▶ _About this exercise_:
Using the word "StateT" as the filter, copy each matching line from the records.

▶ _Material provided_:

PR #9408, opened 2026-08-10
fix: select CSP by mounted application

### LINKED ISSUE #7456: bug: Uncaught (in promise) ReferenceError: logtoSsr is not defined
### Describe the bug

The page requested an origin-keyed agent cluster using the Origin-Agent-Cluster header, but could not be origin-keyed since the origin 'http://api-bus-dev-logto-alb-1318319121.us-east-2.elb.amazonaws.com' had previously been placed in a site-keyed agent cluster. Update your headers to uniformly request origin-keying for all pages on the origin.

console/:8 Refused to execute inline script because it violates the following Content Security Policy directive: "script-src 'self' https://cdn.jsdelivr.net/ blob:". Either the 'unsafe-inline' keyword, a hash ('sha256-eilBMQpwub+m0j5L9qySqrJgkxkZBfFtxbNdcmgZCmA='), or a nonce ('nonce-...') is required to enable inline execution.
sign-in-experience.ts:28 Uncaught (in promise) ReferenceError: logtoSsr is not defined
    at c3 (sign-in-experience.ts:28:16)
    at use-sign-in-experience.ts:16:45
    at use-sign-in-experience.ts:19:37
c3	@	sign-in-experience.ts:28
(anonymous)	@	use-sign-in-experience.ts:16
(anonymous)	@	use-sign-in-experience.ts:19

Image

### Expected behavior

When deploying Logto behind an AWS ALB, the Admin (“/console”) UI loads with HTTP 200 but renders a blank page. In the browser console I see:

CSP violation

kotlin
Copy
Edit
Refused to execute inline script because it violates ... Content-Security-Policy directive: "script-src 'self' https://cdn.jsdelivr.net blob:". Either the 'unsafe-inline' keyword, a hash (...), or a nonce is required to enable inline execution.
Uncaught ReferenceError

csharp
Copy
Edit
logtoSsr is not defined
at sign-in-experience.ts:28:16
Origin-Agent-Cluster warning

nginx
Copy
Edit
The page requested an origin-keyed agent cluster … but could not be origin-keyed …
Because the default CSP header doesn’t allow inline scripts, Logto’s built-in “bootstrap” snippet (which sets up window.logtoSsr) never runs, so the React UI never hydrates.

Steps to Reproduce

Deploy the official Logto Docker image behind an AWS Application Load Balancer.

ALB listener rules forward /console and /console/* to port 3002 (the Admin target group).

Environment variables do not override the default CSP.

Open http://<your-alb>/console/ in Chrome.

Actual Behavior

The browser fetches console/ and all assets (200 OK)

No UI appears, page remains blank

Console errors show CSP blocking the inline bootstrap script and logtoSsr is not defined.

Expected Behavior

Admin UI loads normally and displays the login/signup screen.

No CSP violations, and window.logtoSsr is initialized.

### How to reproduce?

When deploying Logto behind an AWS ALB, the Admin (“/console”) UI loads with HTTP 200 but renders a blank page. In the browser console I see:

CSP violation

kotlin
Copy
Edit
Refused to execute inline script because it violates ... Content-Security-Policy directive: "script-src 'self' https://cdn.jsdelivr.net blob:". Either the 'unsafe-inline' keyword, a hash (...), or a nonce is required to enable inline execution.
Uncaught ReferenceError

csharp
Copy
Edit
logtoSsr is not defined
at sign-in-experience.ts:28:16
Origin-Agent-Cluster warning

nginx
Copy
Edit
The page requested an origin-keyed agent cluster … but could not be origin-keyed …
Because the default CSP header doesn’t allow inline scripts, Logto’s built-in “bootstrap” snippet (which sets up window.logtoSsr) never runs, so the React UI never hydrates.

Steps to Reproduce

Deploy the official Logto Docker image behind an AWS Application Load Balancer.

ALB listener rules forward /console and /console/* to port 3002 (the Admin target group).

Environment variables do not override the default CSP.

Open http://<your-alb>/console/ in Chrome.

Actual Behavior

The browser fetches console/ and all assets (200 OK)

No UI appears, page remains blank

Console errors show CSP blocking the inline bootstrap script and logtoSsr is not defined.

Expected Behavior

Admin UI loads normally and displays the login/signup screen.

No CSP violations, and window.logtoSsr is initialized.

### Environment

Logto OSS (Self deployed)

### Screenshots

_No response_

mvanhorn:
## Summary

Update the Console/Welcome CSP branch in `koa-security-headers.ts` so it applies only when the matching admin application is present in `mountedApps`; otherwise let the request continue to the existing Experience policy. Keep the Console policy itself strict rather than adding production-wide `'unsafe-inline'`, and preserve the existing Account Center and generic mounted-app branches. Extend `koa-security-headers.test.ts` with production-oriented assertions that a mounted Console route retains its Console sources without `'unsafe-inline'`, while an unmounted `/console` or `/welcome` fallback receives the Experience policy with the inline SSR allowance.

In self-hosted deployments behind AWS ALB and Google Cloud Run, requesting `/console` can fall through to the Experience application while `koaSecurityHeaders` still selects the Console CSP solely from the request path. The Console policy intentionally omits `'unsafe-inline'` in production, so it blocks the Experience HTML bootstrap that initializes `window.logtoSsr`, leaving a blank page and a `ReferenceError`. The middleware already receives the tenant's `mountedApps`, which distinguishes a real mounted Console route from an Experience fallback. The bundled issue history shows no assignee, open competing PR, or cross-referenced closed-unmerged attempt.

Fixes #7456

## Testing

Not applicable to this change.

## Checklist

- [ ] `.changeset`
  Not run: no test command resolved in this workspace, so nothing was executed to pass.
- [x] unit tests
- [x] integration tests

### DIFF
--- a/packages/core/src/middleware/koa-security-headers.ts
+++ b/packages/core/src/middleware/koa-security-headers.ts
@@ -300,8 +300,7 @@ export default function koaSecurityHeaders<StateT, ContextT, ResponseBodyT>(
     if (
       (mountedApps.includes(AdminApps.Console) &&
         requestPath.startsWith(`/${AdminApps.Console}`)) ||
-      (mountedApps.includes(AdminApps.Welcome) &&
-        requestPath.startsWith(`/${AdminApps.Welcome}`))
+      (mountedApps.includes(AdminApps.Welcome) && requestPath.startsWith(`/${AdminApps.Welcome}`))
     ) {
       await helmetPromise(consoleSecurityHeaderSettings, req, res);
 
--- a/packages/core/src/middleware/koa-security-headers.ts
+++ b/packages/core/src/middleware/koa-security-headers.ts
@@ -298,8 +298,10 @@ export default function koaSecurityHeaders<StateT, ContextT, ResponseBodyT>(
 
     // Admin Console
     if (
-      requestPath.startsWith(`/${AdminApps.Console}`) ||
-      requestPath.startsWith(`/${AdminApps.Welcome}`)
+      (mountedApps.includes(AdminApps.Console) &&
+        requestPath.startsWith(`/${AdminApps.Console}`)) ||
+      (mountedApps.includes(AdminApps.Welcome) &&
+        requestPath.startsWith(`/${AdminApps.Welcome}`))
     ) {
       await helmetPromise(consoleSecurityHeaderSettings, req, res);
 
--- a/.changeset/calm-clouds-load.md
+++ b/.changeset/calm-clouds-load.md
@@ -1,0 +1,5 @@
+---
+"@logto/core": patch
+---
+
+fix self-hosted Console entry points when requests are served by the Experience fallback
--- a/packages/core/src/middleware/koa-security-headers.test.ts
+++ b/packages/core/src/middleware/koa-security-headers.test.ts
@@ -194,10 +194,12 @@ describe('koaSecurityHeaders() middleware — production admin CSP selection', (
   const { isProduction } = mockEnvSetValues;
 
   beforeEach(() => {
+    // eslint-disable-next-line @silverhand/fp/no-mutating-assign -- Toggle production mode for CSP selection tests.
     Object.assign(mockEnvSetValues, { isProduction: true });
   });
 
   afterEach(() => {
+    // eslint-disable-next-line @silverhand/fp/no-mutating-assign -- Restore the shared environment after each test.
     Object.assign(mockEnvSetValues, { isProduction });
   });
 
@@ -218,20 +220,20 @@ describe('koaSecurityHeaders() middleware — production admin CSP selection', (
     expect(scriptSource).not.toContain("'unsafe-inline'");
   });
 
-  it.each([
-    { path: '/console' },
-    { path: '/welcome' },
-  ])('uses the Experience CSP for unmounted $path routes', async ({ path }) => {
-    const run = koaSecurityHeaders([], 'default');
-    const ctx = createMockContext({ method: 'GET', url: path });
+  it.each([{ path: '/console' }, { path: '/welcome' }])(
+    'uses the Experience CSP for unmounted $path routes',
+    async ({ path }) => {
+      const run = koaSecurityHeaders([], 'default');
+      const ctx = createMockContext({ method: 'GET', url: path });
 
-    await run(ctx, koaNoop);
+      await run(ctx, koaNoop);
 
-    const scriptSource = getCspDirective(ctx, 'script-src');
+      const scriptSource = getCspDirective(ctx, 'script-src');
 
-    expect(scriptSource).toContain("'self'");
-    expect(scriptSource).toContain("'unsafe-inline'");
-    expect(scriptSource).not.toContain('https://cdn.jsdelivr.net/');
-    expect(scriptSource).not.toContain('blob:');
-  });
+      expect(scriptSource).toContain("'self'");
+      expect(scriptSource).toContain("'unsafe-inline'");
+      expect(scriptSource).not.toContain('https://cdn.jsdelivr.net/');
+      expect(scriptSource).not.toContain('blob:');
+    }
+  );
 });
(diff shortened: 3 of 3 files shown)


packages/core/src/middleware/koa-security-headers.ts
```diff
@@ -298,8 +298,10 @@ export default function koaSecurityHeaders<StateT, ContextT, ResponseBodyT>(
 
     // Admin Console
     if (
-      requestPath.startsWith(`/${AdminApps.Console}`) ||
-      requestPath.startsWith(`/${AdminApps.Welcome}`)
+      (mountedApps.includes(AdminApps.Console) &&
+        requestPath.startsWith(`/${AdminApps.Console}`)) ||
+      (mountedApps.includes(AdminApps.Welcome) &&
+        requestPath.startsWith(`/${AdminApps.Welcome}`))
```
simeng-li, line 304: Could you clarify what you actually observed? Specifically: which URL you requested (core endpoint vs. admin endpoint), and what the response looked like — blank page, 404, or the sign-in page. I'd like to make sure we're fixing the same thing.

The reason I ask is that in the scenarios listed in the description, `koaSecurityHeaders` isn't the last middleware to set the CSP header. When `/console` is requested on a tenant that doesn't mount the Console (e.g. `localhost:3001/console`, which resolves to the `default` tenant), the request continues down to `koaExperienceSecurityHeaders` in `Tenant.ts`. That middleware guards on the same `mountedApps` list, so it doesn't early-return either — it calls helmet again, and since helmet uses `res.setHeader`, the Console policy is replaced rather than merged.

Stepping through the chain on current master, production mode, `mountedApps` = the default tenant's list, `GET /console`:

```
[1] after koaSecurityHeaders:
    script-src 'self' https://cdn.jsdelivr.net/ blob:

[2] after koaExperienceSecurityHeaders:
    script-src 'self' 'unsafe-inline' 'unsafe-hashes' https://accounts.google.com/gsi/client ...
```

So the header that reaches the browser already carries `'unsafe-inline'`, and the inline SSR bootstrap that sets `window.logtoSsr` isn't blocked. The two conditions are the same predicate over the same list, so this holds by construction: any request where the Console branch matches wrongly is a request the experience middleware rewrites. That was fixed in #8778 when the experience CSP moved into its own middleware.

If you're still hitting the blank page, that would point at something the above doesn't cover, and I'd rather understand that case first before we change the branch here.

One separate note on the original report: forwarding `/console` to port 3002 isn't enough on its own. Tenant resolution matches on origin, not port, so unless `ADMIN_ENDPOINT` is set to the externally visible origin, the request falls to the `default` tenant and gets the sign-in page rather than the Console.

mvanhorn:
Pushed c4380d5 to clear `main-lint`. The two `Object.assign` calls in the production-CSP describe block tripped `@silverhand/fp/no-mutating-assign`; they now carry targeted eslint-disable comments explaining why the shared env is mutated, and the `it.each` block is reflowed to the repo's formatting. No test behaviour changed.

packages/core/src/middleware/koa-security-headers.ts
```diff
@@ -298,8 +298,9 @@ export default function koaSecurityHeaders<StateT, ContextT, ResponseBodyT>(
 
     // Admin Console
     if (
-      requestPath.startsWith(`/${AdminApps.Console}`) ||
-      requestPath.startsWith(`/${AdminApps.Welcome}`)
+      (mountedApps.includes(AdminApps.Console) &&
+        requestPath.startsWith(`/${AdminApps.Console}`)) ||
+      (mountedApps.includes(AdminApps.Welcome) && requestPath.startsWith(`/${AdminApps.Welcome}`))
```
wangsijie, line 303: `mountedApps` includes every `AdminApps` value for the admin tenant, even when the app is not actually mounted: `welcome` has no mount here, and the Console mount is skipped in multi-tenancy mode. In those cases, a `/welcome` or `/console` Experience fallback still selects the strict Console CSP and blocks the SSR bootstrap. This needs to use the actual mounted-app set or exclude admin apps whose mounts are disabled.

▶ _Answer space_:
@@ -300,8 +300,7 @@ export default function koaSecurityHeaders<StateT, ContextT, ResponseBodyT>(
@@ -298,8 +298,10 @@ export default function koaSecurityHeaders<StateT, ContextT, ResponseBodyT>(
@@ -298,8 +298,10 @@ export default function koaSecurityHeaders<StateT, ContextT, ResponseBodyT>(
@@ -298,8 +298,9 @@ export default function koaSecurityHeaders<StateT, ContextT, ResponseBodyT>(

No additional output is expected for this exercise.